<h1 id="tocheading">Table of Contents</h1>
<div id="toc"></div>

In [None]:
%%javascript
$.getScript('https://kmahelona.github.io/ipython_notebook_goodies/ipython_notebook_toc.js')

In [None]:
%matplotlib inline
from IPython.display import HTML
from IPython.core.interactiveshell import InteractiveShell

# Notebook config
InteractiveShell.ast_node_interactivity = "all"

In [None]:
# button to toggle code
HTML('''<script>code_show=true; function code_toggle() {if (code_show){$('div.input').hide();} else {$('div.input').show();} code_show = !code_show} $( document ).ready(code_toggle);</script>
<form action="javascript:code_toggle()"><input type="submit" value="Click here to toggle on/off the raw code."></form>''')

# Introduction

The objective of this analysis is to study the distribution of network jitter in Tor entry guards. Some nodes might have a significantly large jitter than the average. We believe that in those cases, website fingerprinting may have lower effectiveness than in the entry guards with low jitter. The rationale is that even if the entry to guard TCP connection is independent of the website, the interaction between the page structure (HTTP request/response pattern) and the jitter, may make the fingerprint less reliable than in low-jitter guards.

In [None]:
import re
from os import listdir
from os.path import join, dirname, realpath, isdir, getmtime, splitext
from glob import glob

import numpy as np
import pandas as pd

import matplotlib as mpl
import matplotlib.pyplot as plt
mpl.style.use('ggplot')

# directories
BASE_DIR = dirname(realpath("__file__"))
RESULTS_DIR = join(BASE_DIR, 'results')
LATEST_FILE = max([join(RESULTS_DIR, d) for d in listdir(RESULTS_DIR)], key=getmtime)
LATEST_DATA = '%s.csv' % splitext(LATEST_FILE)[0]

In [None]:
# URLs
ATLAS = '<a href="https://atlas.torproject.org/#search/{fp}" target="_blank">{fp}</a>'

def fp2url(df):
    """Convert guard fingerprints to links to Tor Atlas."""
    fp_re = re.compile(r"([A-F0-9]{40})", re.MULTILINE | re.UNICODE)
    def repl_fp(match):
        match = match.group()
        return ATLAS.format(fp=match)
    return fp_re.sub(repl_fp, df.to_html())

# Collected data


For our data collection, we make a TCP connection to the guard's OR port and record all the traffic that is generated. In total, we have collected:

In [None]:
# load data
data = pd.read_csv(join(LATEST_DATA))

num_samples = len(data)
print "- Total num samples:", num_samples

guards = data.groupby(['guard_fp'])['guard_fp'].count()
num_guards = len(guards)
print "- Found data for", num_guards, "entry guards"
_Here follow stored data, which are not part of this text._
PR #782, opened 2024-11-01
Feature/ch 157

condar-metacell:
Closes [CH-157](https://metacell.atlassian.net/browse/CH-157)

Added support for a django-ninja template when using harness-application and harness-generate. Also refactored the application build process into a more structured process of builder components.

... 

To test try generating applications using `harness-application -t django-ninja` and also using `harness-generate servers` for that app to see the generates servers and openapi schema.

...

# Sanity checks:


application-templates/django-ninja/README.md
```diff
@@ -0,0 +1,86 @@
...
+This application is composed of a Django-Ninja backend and a React frontend.
+
+### Backend
+
+Backend code is inside the *backend* directory.
+See [backend/README.md#Develop]
+
+### Frontend
+
+Backend code is inside the *frontend* directory.
```
D-GopalKrishna, line 33: DOC: `Frontend code`?

condar-metacell: Yep, should be, one moment...

condar-metacell: Fixed, same issue was present in the existing django template, so that's been updated as well.

D-GopalKrishna: thanks @condar-metacell !

application-templates/django-base/backend/django_baseapp/asgi.py
afonsobspinto, line 1: Same typo here:
`init_listner` -> `init_listener`

afonsobspinto (changes requested):

application-templates/django-ninja/Dockerfile
```diff
@@ -0,0 +1,35 @@
+ARG MNP_UI
```
afonsobspinto, line 1: Maybe there's a reason for the renaming but without any context on that my preference would be to keep the more generic name: CLOUDHARNESS_FRONTEND_BUILD instead

application-templates/django-base/backend/django_baseapp/asgi.py
afonsobspinto, line 1: I believe 
>os.environ.setdefault("DJANGO_SETTINGS_MODULE", "__APP_NAME__.settings")
should actually be:
>os.environ.setdefault("DJANGO_SETTINGS_MODULE", "django_baseapp.settings")
since that's the place where the settings are defined

application-templates/django-ninja/backend/requirements.txt
```diff
@@ -0,0 +1,2 @@
+pydantic==2.9.2
+django-ninja
```
afonsobspinto, line 2: Would it make sense to have cloudharness and cloudharness_django as dependencies here? Since they are conceptually required to run the application (f.e. they are used in settings.py) @ddelpiano

ddelpiano: I would expect so. I understand we might need CH repo locally if I am in need of regen the template files or the codefresh pipeline, but if I am purely working on the backend I might not need CH and such dependency should be part of the requirements.txt so that all I need to run the backend is already covered by that. Thanks!

ddelpiano (changes requested):
requirements.txt is missing ch as dependency since the settings.py of the template requires it.

application-templates/django-ninja/backend/requirements.txt
filippomc: I agree it's better to be explicit about all the dependencies that are imported, even if they are inherited by the base image (like this case)

application-templates/django-ninja/Dockerfile
condar-metacell: Nah, this was a copy/paste from where we first implemented it in MNP, you're correct that the more generic name should be used.

application-templates/django-ninja/backend/requirements.txt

avg_num_samples_per_guard = guards.mean()
print "- An average of", int(avg_num_samples_per_guard), "samples for each entry guard."

This is how the dataset looks like:

In [None]:
# load data in a dataframe
data.head()

# Latency

From the traffic traces collected for the TCP connections to the guards, we extract the first SYN+ACK packet (if any) and its corresponding SYN packet. Next, we substract the SYN timestamp to the SYN+ACK timestamp to obtain a measurement of the latency to a guard.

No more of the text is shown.